Abstract
Objectives
Alterations to mucin secretion and epithelial tight junctions can compromise the ability of the epithelium to act as a barrier for the host to prevent pathogenic attack. Bile acids are synthesized in hepatocytes and released into the intestine, further modified by gut bacteria. Although many studies have investigated the changes of intestinal bile acids in the pathogenesis of various immune disorders, there are few reports about its function in preventing or interventing the dysfunction of the intestinal barrier. In this study, we sought to investigate the effects of the colonic bile acids on MUC2 and tight junction protein expression, which are crucial to colonic barrier.
Methods
Regulation of MUC2 and tight junction protein expression was assayed in the human colon cancer LS174T and T84 cells. The cells were treated with deoxycholic acid (DCA), lithocholic acid (LCA), 3-oxo-DCA, 3-oxo-LCA, isoDCA and isoLCA (100 μM or
200 μM), respectively.
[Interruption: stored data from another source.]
PR #167, opened 2017-01-18
Add right and left positions for slideouts

### LINKED ISSUE #151: Additional Positions for Slide Out
A customer has requested top left / right positions for the slide out widgets. More details outlined here https://github.com/lytics/customerprojects/issues/46. 

Should be a fairly simple core update to support those positions since they are already supported by the button widgets.

sarahyablok:
closes #151


src/pathfora.js
```diff
@@ -2871,7 +2871,7 @@
      * @public
      * @description Current version
      */
-    this.version = '0.0.15';
+    this.version = '0.0.16';
```
markhayden: we probably only want to bump the version when we do an update to master from develop, otherwise if multiple branches are going the version number will cause conflicts and weirdness.

PR #171, opened 2017-02-06
Content Recommendations - Support AST

### LINKED ISSUE #170: Content Recommendation AST Support
In addition to segment slug and ql for the recommendation collection we need to support a string of AST. Api support will be added in support of this change with https://github.com/lytics/lio/issues/9064. 

Should be able to just add ast to the existing payload and pass that as a param just like ql. In the case where any combination of the three exist the following priority should be taken:

1) Slug
2) AST
3) QL

No idea what would happen if you use a different definition for all three on a single recommendation but that seems bad :)

sarahyablok:
closes #170 

@DingoEatingFuzz: see the vague docs I wrote below

screen shot 2017-02-06 at 2 03 53 pm


src/pathfora.js
```diff
@@ -2546,20 +2546,40 @@
...
+            queries += 'ql=' + ql.raw;
+
+          // Segment JSON (usually segment AST)
+          } else {
+
+            // convert args back to array
+            if (ast.args) {
+              ast.args = Object.keys(ast.args).map(function (val) {
+                return ast.args[val];
+              });
```
DingoEatingFuzz: Why is `ast.args` ever an object?

docs/docs/content_recommend.md
```diff
@@ -102,11 +108,36 @@ Recommend controls any parameters necessary for making a content suggestions to
...
+      <th>Key</th>
+      <th>Type</th>
+      <th>Behavior</th>
+    </tr>
+  </thead>
+  
+  <tr>
+    <td>args</td>
+    <td>array</td>
+    <td>list of arguments to be evaluated with the operator, these arguments may be identifiers, literals, or further expressions*</td>
```
DingoEatingFuzz: "operator. These" to prevent a run-on sentence. Other than that nit-pick these are successfully vague yet informative 👍 

Hopefully soon we will have a destination page on the AST spec.

src/pathfora.js
sarahyablok: Instead of doing a backwards conversions I just went back and meddled with the code that converts arrays into objects during the config merge and made it stop doing that.

PR #178, opened 2017-02-16
Form Builder v1

### LINKED ISSUE #169: Support for More Advanced Form Building
Its a pretty common theme / request to support alternate inputs and/or input types within our personalization widgets. there are a few things to consider when determining what the solution is here:

1) Flexibility. We want to make sure we support the most common input types (text input, text area, select, button, radio, etc). We can likely get away with rolling this out at separate time as opposed to one big push but definitely worth considering all the options. 

2) Organization. Users are somewhat used to dragging and dropping or moving fields around. Right now our forms are in a fixed order. Need to figure out a simple set of requirements for positioning. 

3) Reporting. Everything done with Pathfora should roll neatly into Lytics. This might be as simple as using an existing map for all new fields or something to that effect but we definitely want to know what this looks like through the lens of the Lytics dashboard before moving forward. 

4) Third party vendors. One thing we can explore is integrating tools. I personally think that we should support form building natively. Our styles are already pretty flexible as far as size and positioning. It really just comes down to the config. Third party tools require another step and their own set of potential challenges. Either way we should explore all options before diving in head first. 

All that said lets first come up with a definitive list of requirements. @sarahyablok I think you and I can probably chat for 30 minutes this week and hammer out that based on what customers have asked / what is coming down the pipe. Then we can branch off and figure out the best approach.

sarahyablok:
closes #169 

(details tracked in the ticket above)


araddon:
great job, thx

src/pathfora.js
```diff
@@ -1296,77 +1439,105 @@
...
-            if (element.className.indexOf('pf-field-half-width') !== -1) {
+            if (element && config.required[field]) {
+              element.setAttribute('data-required', 'true');
+            }
+          });
+
+          // Hide fields
+          Object.keys(config.fields).forEach(function (field) {
+            var element = getFormElement(field),
+                parent = element.parentNode;
```
markhayden: this will throw an error if the element is not found (its happening in the existing legacy form example because the key is wrong `referrer` should be `referralEmail`. regardless, we probably want to gracefully handle the issue here by checking for a value and throwing an error if its null or whatever.

sarahyablok:
@markhayden Thanks for pointing that CSS bug out. I suspect it's been lingering for a while now, but we've never tested with modals long enough to notice. This should be fixed as part of the newest commit.

PR #183, opened 2017-03-08
Support content recommendations for inline js widgets

### LINKED ISSUE #182: Inline (layout) modules support content recommendations
Currently our [content recommendation modules](http://lytics.github.io/pathforadocs/content_recommend/) are only accepted for modal and slideout layouts. Just need to make a quick change to allow them with inline modules. We already support inline content recommendations via HTML: http://lytics.github.io/pathforadocs/inline_content/ but for those who want to use modules/js I will add the option.

sarahyablok:
closes #182


src/pathfora.js
```diff
@@ -3593,6 +3607,17 @@
           context.pathfora.closeWidget(widget.id, true);
         }, widget.displayConditions.hideAfter * 1000);
       }
+
+      core.widgetResizeListener(widget, node);
+
+      var resize = window.onresize;
+      window.onresize = function (event) {
+        if (typeof resize === 'function') {
```
markhayden: this is going to always evaluate to true. were you going for a skip the resize if resize was undefined before hitting like 3613?

sarahyablok: I don't think so. The idea was to preserve the `window.onresize` function if it had already been set by the user elsewhere in javascript. So if it hasn't `resize` will be `null`. And we skip calling `resize(event)`. I tested it and I think that's how it should work. It does look kind of strange though...

examples/inline-widgets.html
```diff
@@ -26,7 +26,7 @@
     <div class="inline-widget-host"></div>
     <div class="inline-widget-host2"></div>
 
-    <script src="https://api.lytics.io/api/tag/0d47e6304d12858905b4f111090a68a1/lio.js"></script>
+     <script src="https://api.lytics.io/api/tag/0d47e6304d12858905b4f111090a68a1/lio.js"></script>
```
sarahyablok: 😢

PR #185, opened 2017-03-10
Ensure content recommendations are tracked

sarahyablok:
Ensure that the content data is being tracked when a recommendation widget is shown, closed, or clicked on.


dist/pathfora.js
```diff
@@ -3191,7 +3214,7 @@
      * @public
      * @description Current version
      */
-    this.version = '0.0.16';
+    this.version = '0.1.0';
```
sarahyablok: Ignore this, it should have been out with the last release. I forgot to run gulp after I bumped the version. :|

dist/pathfora.js
```diff
@@ -2222,8 +2239,12 @@
         pathforaDataObject.closedWidgets.push(params);
         break;
       case 'confirm':
-        params['pf-widget-action'] = !!widget.confirmAction && widget.confirmAction.name || 'default confirm';
-        pathforaDataObject.completedActions.push(params);
+        if (htmlElement && utils.hasClass(htmlElement, 'pf-content-unit')) {
+          params['pf-widget-action'] = 'content recommendation';
```
markhayden: do we want spaces in this? probably fine? do we have them in any of the others?

sarahyablok: Yeah, that's the only reason I put spaces in it, cause the others have them. :/ Kinda weird, but at least it's consistent.

PR #188, opened 2017-03-13
Implement Entity Specific Values in Content

### LINKED ISSUE #137: Entity Specific Values in Content
We already have the ability through Lytics to pass a white listed field to pathfora (e.g. email address). There is, however, no simple way to get a dynamic value into the body or title of a pathfora widget. For instance, a promo code for a specific set of users. 

Lets explore a simple template solution, similar to handlebars perhaps, that allows for basic string replacement on a pathfora widget. We need to take care to think of how to handle default values or possibly even formatting here as well. 

example:

```
Use promo code: {{user_promo | DEFAULTPROMO}} today!
```

where defaultpromo is the default string. likewise, we could always take the approach of "if there is no key for that user throw it out" and prevent the modal from being loaded for anyone that doesn't meed the full specs?

sarahyablok:
closes #137


docs/docs/customization/entity_fields.md
```diff
@@ -0,0 +1,37 @@
...
+  id: 'welcome-back',
+  layout: 'modal',
+  headline: 'Welcome back, {{name}}.',
+  msg: 'Thanks for returning. Please check out our new products.'
+});
+
+pathfora.initializeWidgets([module]);
+```
+
+Pathfora will attempt to replace `{{name}}` with the value of `window.lio.data.name`. Similarly, if you wanted to include a subfield, you can use a dot notation in the template. `{{last_cta.resource}}` would be replaced with the value of `window.lio.data.last_cta.resource`.
```
markhayden: `you can use a dot notation` => `you can use dot notation`

docs/docs/customization/entity_fields.md
```diff
@@ -0,0 +1,37 @@
...
+
+If the data isn't present for the user viewing the modal there are a couple options available to us to control the behavior of the module. By default if there is no fallback defined for the field, pathfora will not display any module including data does not exist for the user. This behavior can be changed with the [showOnMissingFields](/display_conditions.md#showonmissingfields) display condition.
```
markhayden: `options available to us to control the behavior` => `options available to control the behavior`

markhayden: `By default if there is no fallback defined for the field, pathfora will not display any module including data does not exist for the user.` => `If there is no fallback defined for the field, pathfora will prevent the module from being displayed for visitors who lack the necessary fields.`

docs/docs/customization/entity_fields.md
```diff
@@ -0,0 +1,37 @@
...
+
+# Defining a Fallback (default) Value
+
+Alternatively, we can define a fallback or "default" value to be shown in case the user is missing the data. To define a fallback value, place it after the field name and a `|` character in the template. Or, continuing the example from above:
```
markhayden: ` template. Or, continuing the example from above:` => ` template. Building from the previous example:`

docs/docs/customization/entity_fields.md
```diff
@@ -0,0 +1,37 @@
...
+  id: 'welcome-back',
+  layout: 'modal',
+  headline: 'Welcome back, {{name | Valued Customer}}.',
+  msg: 'Thanks for returning. Please check out our new products.'
+});
+
+pathfora.initializeWidgets([module]);
+```
+
+So if a user whose name is unknown visited a website with this module, they would be greeted as a "Valued Customer".
```
markhayden: `So if a user whose name is unknown visited a website with this module, they would be greeted as a "Valued Customer".` => `In this example all visitors who lack the "name" field will be greeted with "Welcome Back Valued Customer".`

src/pathfora.js
```diff
@@ -866,6 +895,53 @@
...
 
+    entityFieldChecker: function (widget, fieldName, found) {
+      if (!found || !found.length) {
+        return true;
+      }
+
+      // for each template found...
+      for (var f = 0; f < found.length; f++) {
+        // parse the field name
+        var dataval = found[f].slice(2).slice(0, -2),
```
markhayden: this is fine but might be safer / support more complex things if we use regex here to define the parts rather than splits.

src/pathfora.js
```diff
@@ -866,6 +895,53 @@
...
+            parts = dataval.split('|'),
+            def;
+
+        // get the default (fallback) value
+        if (parts.length > 1) {
+          def = parts[1].trim();
+        }
+
+        // check for subfields if the value is an object
+        var split = parts[0].trim().split('.');
```
markhayden: regex can also prevent the potential situation where a period was in the fallback and it was intended to be punctuation rather than dot notation. (e.g. if a period has no spaces before or after it, can be considered to be dot but if it has a space it could be something like `Dr.`

sarahyablok: Well, right now it's only doing this split on the fieldname, so it doesn't even look for dots in the fallback, but I see your point.

markhayden: i think it really only matters if we start to support more advanced logic, edge case for sure.

PR #189, opened 2017-03-16
Store recommendation responses in sessionStorage

### LINKED ISSUE #187: Keep Recommendation Response in localStorage
Talked to @drewlanenga last week, and it was suggested that we keep recommendation response in localStorage for a set limit of time (I'm thinking a single session). To reduce the number of requests we're making to the content recommendation API.

Some things to keep in mind:

- displaying new articles each time from a `shuffle` param request
- how do we ensure that the article is refreshed if they visit it and the `visited` param is on?
- having a higher limit (the default right now is 20) on the recommendation request ensures more relevant recommendations since it allows for a larger sample size, but may result in longer response times.

The first two we talked about possible solutions for, and I will revisit them when I begin working on this.

sarahyablok:
We can switch this over to localStorage and I'll implement some arbitrary time to make it expire if we still think that once per session is still too much, the response is too large to store in a session cookie.

closes #187


src/pathfora.js
```diff
@@ -2824,10 +2824,32 @@
...
+    recommendContent: function (accountId, params, id, callback) {
       // Recommendation API:
       // https://www.getlytics.com/developers/rest-api#content-recommendation
 
+      // if we have the recommendation response cached in session storage
+      // use that instead of making a new API request
+      var storedRec = sessionStorage.getItem('PathforaRecommend_' + id);
+
+      if (typeof storedRec === 'string' && params.visited !== false) {
+        var rec = JSON.parse(storedRec);
```
markhayden: probably should try/catch here to be safe. a plain string will blow up with JSON.parse if its not actually JSON. should be fine since its our api but im thinking we want this as bulletproof as possible?

src/pathfora.js
```diff
@@ -2824,10 +2824,32 @@
...
+
+        if (rec.data) {
+          // special case: shuffle param
+          if (params.shuffle === true) {
+            rec.data.shift();
+
```
markhayden: extra line

src/pathfora.js
```diff
@@ -2824,10 +2824,32 @@
...
      * @param {string} accountId  Lytics account ID
      */
-    recommendContent: function (accountId, params, callback) {
+    recommendContent: function (accountId, params, id, callback) {
       // Recommendation API:
       // https://www.getlytics.com/developers/rest-api#content-recommendation
 
+      // if we have the recommendation response cached in session storage
+      // use that instead of making a new API request
+      var storedRec = sessionStorage.getItem('PathforaRecommend_' + id);
```
markhayden: we should probably store the recommend prefix as a constant and reference that constant throughout the library.

src/pathfora.js
```diff
@@ -2824,10 +2824,32 @@
...
+
+        if (rec.data) {
+          // special case: shuffle param
+          if (params.shuffle === true) {
+            rec.data.shift();
+
+          }
+
+          if (rec.data.length > 0) {
+            sessionStorage.setItem('PathforaRecommend_' + id, JSON.stringify(rec.data));
```
markhayden: same constant as above

src/pathfora.js
```diff
@@ -2874,6 +2896,9 @@
       var recommendUrl = recommendParts.join('') + queries;
 
       this.getData(recommendUrl, function (json) {
+        // set the session storage.
+        sessionStorage.setItem('PathforaRecommend_' + id, json);
```
markhayden: same constant

src/pathfora.js
sarahyablok: 👍 Yeah, we have a bunch of these throughout the library I'll go ahead and pick them out.

src/pathfora.js
```diff
@@ -2830,20 +2838,25 @@
...
-        var rec = JSON.parse(storedRec);
+        var rec;
+
+        try {
+          rec = JSON.parse(storedRec);
+        } catch (e) {
+          console.warn('Could not parse json stored response:' + e);
+        }
 
         if (rec.data) {
```
markhayden: need to: `if(rec && rec.data){` here if we are going for bulletproof. in the event the json parse fails rec would be undefined and this would throw an error.

```
var rec;
try {
  rec = JSON.prase('invalid');
} catch (e) {
  console.warn('Could not parse json stored response:' + e);
}

console.log(rec.data);
```

PR #190, opened 2017-03-17
Check for Relative URLs from recommendation API

### LINKED ISSUE #184: Qualify relative URL paths before rendering content recommendations
Currently, URLs with relative paths (`path/to/content`) are prefixed with an absolute path prefix (`//path/to/content`) .  We'll probably either want to remove absolute path prefix (`//`), or prepend the domain (`//domain.com/path/to/content`) before rendering the recommendation widget.

sarahyablok:
closes #184


src/pathfora.js
```diff
@@ -2875,7 +2875,19 @@
 
       this.getData(recommendUrl, function (json) {
         var resp = JSON.parse(json);
```
markhayden: considering this is our api it shouldn't be an issue but might be worth doing a try/catch here to handle the edge case of invalid json. at the moment if that api returns invalid json it will throw an error. seems like in that case we'd want to raise a warning and then return `[]`

dist/pathfora.js
```diff
@@ -2910,7 +2910,19 @@
...
         var resp = JSON.parse(json);
+
         if (resp.data && resp.data.length > 0) {
+          // append a protocol for urls that are absolute
+          for (var i = 0; i < resp.data.length; i++) {
+            var url = resp.data[i].url;
+            if (url) {
+              var split = url.split('/')[0].split('.');
+              if (split.length > 1) {
+                resp.data[i].url = 'http://' + url;
```
markhayden: i could be derping but are we sure this will always be insecure? i realize we can't just pull the current protocol and append that for a recommendation that is not necessarily in the same environment but seems like worst case its a ticket we should make related to content recommendations? kinda seems yuck for us to be manipulating urls to something that is being returned from an api? 

to be clear, fine for now but seems like it smells bad.

docs/docs/index.md
```diff
@@ -1,12 +1,9 @@
...
 
 ## Getting Started
-Before you begin creating modules with Pathfora you must add the [Lytics javascript tag](https://activate.getlytics.com/#/documentation/jstag_anon) to your website. If you are using [Lytics Personalization](https://activate.getlytics.com/resources/documentation/campaigns_introduction) to power your modules, Pathfora will be automatically loaded through your Lytics javascript tag. If you're creating a custom module, the Pathfora tag must be loaded after the Lytics tag.
+Before you begin creating modules with Pathfora you must add the [Lytics javascript tag](https://activate.getlytics.com/#/documentation/jstag_anon) to your website. If you are using [Lytics Personalization](https://activate.getlytics.com/resources/documentation/campaigns_introduction) to power your modules, Pathfora will be automatically loaded through your Lytics javascript tag. If you're creating a custom module, you will need to load pathfora as well as [your Lytics javascript tag](https://activate.getlytics.com/data/integrations/lytics_external).
```
markhayden: pretty sure the `/jstag_anon` url is a broken link.
should be `https://activate.getlytics.com/resources/documentation/getting_started_web`

same for the `/lytics_external` link.
should be `https://activate.getlytics.com/resources/documentation/developers_pathfora_sdk?aid=true&redirect=%2Fdata%2Fintegrations%2Flytics_external%3Faid`

dist/pathfora.js
sarahyablok: Yup, as far as I can tell it's always been like that. Since we don't have the protocol in the API, we can't assume that it is secure or the same as the current page. I think we found that http was "safest" in that most websites that use https will set up a redirect. Would be great if we could have the protocol as part of the URL from the API. I believe @drewlanenga & @DingoEatingFuzz have had conversations around that already.

docs/docs/index.md
sarahyablok: Second link you posted doesn't work for me. Are we trying to do a redirect? I assume people without a Lytics account can't view the integrations page, so is this a redirect that accounts for that?

dist/pathfora.js
drewlanenga: I don't remember any resolution from any specific conversations about it, but adding it as a property in the model is a good idea: https://github.com/lytics/lio/issues/9516

docs/docs/index.md
markhayden: whoops, thats my bad. updated with a working link. The docs should all be public, so trying to link to those.

sarahyablok: I disagree with the second link going to the Pathfora SDK doc. I'll just also link it to the getting_started doc for js tag.

markhayden: thats cool. as long as they link somewhere :)

PR #198, opened 2017-04-04
version 0.1.3

sarahyablok:


markhayden:
we should get the fallback bug into this release as well before merging.

PR #203, opened 2017-04-14
Widget Prioritization v1

### LINKED ISSUE #121: Overlapping Widget Handling
When two widgets are in the same position or even on the same screen it would be great to have more control on how to handle this. Default behavior today is to just show them all, if they overlap that is on the designer.

In a future version maybe they could:
- stack / trigger on change so when one closes the other slides up. 
- allow a priority setting and only show one (this would also need a grouping)
- allow a priority setting for only overlapping

sarahyablok:
closes #121 

---
## priority
Module priority helps prevent overlap between multiple modules on a page. If unset, the module will show as normal, regardless of other modules priorities.

**For example**: module A has a priority of 1 and is targeted to show to the audience "High Value Users".

module B has a priority of 0 is targeted to "Returning Users".

If the user is a member of both audiences, only module A will show assuming all of it's other display conditions are met, because module B is lower priority.

<table>
  <thead>
    <tr>
      <td colspan="2" align="center"><code>priority</code> int</td>
    </tr>
    <tr>
      <th>Key</th>
      <th>Type</th>
    </tr>
  </thead>

  <tr>
    <td style="min-width: 97px;">0 – ∞</td>
    <td>modules with a higher value will be prioritized to show instead of modules with lower numbers assuming targetting requirements and all other page-load level display conditions are met</td>
  </tr>
</table>

``` javascript
// example: module is higher priority than any other module with a priority less than 2.

displayConditions: {
  priority: 2
}
```


src/pathfora.js
```diff
@@ -4019,6 +4033,27 @@
       return core.prepareABTest(config);
     };
 
+    this.reinitializePrioritizedWidgets = function () {
+      if (core.prioritizedWidgets.length > 0) {
+        var highest = [core.prioritizedWidgets[0]];
+
+        for (var i = 1; i < core.prioritizedWidgets.length; i++) {
```
sarahyablok: I one-uped you and just used the array [sort](https://developer.mozilla.org/en-US/docs/Web/JavaScript/Reference/Global_Objects/Array/sort?v=example) method! :)

PR #748, opened 2024-03-11
Golden signal update

aburhan:


aburhan:
@yqlu can you ptal?

dashboards/google-kubernetes-engine/gke-optimization-signals.json
```diff
@@ -222,28 +223,126 @@
...
               "unitOverride": ""
             }
-          },
-          "title": "Spot Discount Node"
+          }
+        }
+      },
+      {
+        "widget": {
+          "title": "Demand-Based Downscaling",
```
yqlu, line 247: Both new charts (Demand-Based Downscaling and Spot Node Usage) have issues:
- they don't filter by the template variables
- when filters are applied such that there is only one cluster being shown, the chart value doesn't match the scorecard value
- This chart is summing allocatable_utilization while the scorecard above is averaging allocatable_utilization - which one do you want?

yqlu (changes requested):

dashboards/google-kubernetes-engine/gke-optimization-signals.json
```diff
@@ -145,32 +146,32 @@
...
       },
       {
-        "height": 5,
+        "xPos": 24,
+        "yPos": 8,
+        "width": 12,
+        "height": 20,
         "widget": {
-          "title": "AVG MEM Request vs AVG MEM Allocatable",
+          "title": "Cluster Bin Packing Memory",
```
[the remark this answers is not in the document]
aburhan: update

dashboards/google-kubernetes-engine/gke-optimization-signals.json
aburhan: updated

dashboards/google-kubernetes-engine/gke-optimization-signals.json
```diff
@@ -222,28 +223,126 @@
...
+        "width": 24,
+        "xPos": 24,
+        "yPos": 28
       }
     ]
-  }
+  },
+  "labels": {},
+  "etag": "c5d014b00f624cd6a0097ea6a4c7a11a",
+  "name": "projects/1034414536999/dashboards/41dc62cf-2581-4b16-b17f-c63e44c6ceba",
```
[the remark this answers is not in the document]
aburhan: removed

dashboards/google-kubernetes-engine/gke-optimization-signals.json
```diff
@@ -210,7 +209,7 @@
                 "plotType": "LINE",
                 "targetAxis": "Y1",
                 "timeSeriesQuery": {
-                  "timeSeriesQueryLanguage": "{ fetch k8s_container::kubernetes.io/container/cpu/request_cores;\n fetch k8s_node::kubernetes.io/node/cpu/allocatable_cores\n} \n| ${project_id}\n| ${location}\n| ${cluster_name}\n| join\n| group_by [project_id, location, cluster_name], sum(val(0)) / sum(val(1))",
+                  "timeSeriesQueryLanguage": "{ fetch k8s_container::kubernetes.io/container/cpu/request_cores\n| filter\n    resource.namespace_name !~ '(kube|istio|gatekeeper|gke|gmp|gke-gmp)-system|gke-managed-filestorecsi|gke-mcs'\n| ${project_id}\n| ${location}\n| ${cluster_name}\n    | group_by [], .aggregate()\n    ;\n fetch k8s_node::kubernetes.io/node/cpu/allocatable_cores\n| ${project_id}\n| ${location}\n| ${cluster_name}\n | group_by [], .aggregate()\n} \n| join\n| value val(0) / val(1)\n| scale '%'",
```
yqlu, line 212: If you make both the numerator and denominator `| group_by [resource.cluster_name, resource.location, resource.project_id]` as follows

Screenshot 2024-03-18 at 10 21 15 AM

You get the best of both worlds:
- when there are multiple clusters, you get one time series per cluster
- each time series is automatically labelled by the cluster name
- when the filters are drilled down to a single cluster, the single time series value matches the scorecard

And you should do this for Cluster Bin Packing Memory as well

dashboards/google-kubernetes-engine/gke-optimization-signals.json
yqlu: It looks like you've updated it to use `aggregate()` which is actually a sum, which seems wrong?

If I take away the aggregate() I see the individual nodes have allocatable utilization as follows:
Screenshot 2024-03-18 at 10 25 55 AM

But it's wrong to sum this percentage over all of the nodes and say that "allocatable utilization" for the cluster is 927%...
Screenshot 2024-03-18 at 10 27 53 AM

While mean feels more correct:
Screenshot 2024-03-18 at 10 28 47 AM

dashboards/google-kubernetes-engine/gke-optimization-signals.json
```diff
@@ -17,83 +17,83 @@
...
+        "height": 8,
         "widget": {
+          "title": "Demand-Based Downscaling",
           "scorecard": {
             "blankView": {},
             "thresholds": [],
             "timeSeriesQuery": {
-              "timeSeriesQueryLanguage": "fetch k8s_node\n| ${project_id}\n| ${location}\n| ${cluster_name}\n| metric 'kubernetes.io/node/cpu/allocatable_utilization'\n| group_by [],.mean\n| scale '%'",
+              "outputFullDuration": true,
+              "timeSeriesQueryLanguage": "fetch k8s_node\n| ${project_id}\n| ${location}\n| ${cluster_name}\n| metric 'kubernetes.io/node/cpu/allocatable_utilization'\n| group_by 1m,\n    [value_allocatable_utilization_mean: mean(value.allocatable_utilization)]\n| every 1m\n| group_by [resource.project_id, resource.location, resource.cluster_name],\n    [value_allocatable_utilization_mean_aggregate:\n       aggregate(value_allocatable_utilization_mean)]\n| value\n    [value_allocatable_utilization_mean_aggregate_scale:\n       scale(value_allocatable_utilization_mean_aggregate, '%')]",
```
yqlu, line 50: Same comment as the Demand-Based Downscaling XY chart below (the aggregate() should be a mean())

But in addition, this should be `group_by []` so that we reduce it to a single line. When I test this out in a project with multiple GKE clusters I get the following error:
Screenshot 2024-03-18 at 10 30 43 AM

yqlu (changes requested):

PR #750, opened 2024-03-12
fix: import.sh replace grep -P with GNU param expansion for MacOS support

bwplotka:
This makes import.sh usable on default MacOS terminal.

Without this change import.sh was erroring out:

```
To upload these dashboard(s) manually, you can run:
./upload.sh reports/2024-3-12/08:07:43/ <PROJECT_ID> END

grep: invalid option -- P
usage: grep [-abcdDEFGHhIiJLlMmnOopqRSsUVvwXxZz] [-A num] [-B num] [-C[num]]
	[-e pattern] [-f file] [--binary-files=value] [--color=when]
	[--context[=num]] [--directories=action] [--label] [--line-buffered]
	[--null] [pattern] [file ...]
```

This is due to MacOS shipping [BSD version of grep without Perl option.](https://stackoverflow.com/questions/77662026/grep-invalid-option-p-error-when-doing-regex-in-bash-script#comment136915500_77662026)

Replacing to more std way of doing this should support more envs.

### DIFF
--- a/scripts/dashboard-importer/import.sh
+++ b/scripts/dashboard-importer/import.sh
@@ -35,7 +35,8 @@ then
   echo "Conversion complete. Proceeding to upload..."
 
   # Extract output directory from console output
-  DIRECTORY=$(grep -Po '(reports.*/)' <<< "$CONVERSION_OUTPUT" | sed -n '2p')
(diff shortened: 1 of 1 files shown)


stevezease (approved):
This is very clean! Thank you for making this fix!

Proliferation of the cells was investigated with the MTT assay. mRNA expression of MUC2, ZO-1, occludin, claudin1 were measured by RT-PCR. Nuclear bile acid receptor FXR and TGR5, toll-like receptors and TLR adaptor MyD88, and genes (CDX2, AGR2, MyD88) related to mucin synthesis and secretion were also measured.
Results
In comparison with the untreated control, DCA, 3-oxo-DCA, isoDCA and isoLCA (100 μM) significantly upregulated the ZO-1, occludin and bile acid receptor FXR gene expression in the T84 cell. LCA, 3-oxo-LCA and isoLCA upregulated MUC2 expression at 200 μM, but showed no significant effect at 100 μM. DCA only significantly upregulated MUC2 expression at 200 μM, but isoDCA upregulated MUC2 expression independent of concentration in the LS174T cell. The expression of CDX2, AGR2, MyD88 was consistent with MUC2.
Conclusions
Bile acids at various concentrations specifically modulate MUC2 and tight junction protein expression, and thereby alter the colonic barrier function. This regulatory effect of bile acids could be mediated by activating bile acid receptors FXR.
Funding Sources
This work was financially supported by Ministry of Science and Technology of China (10000 Talent Project).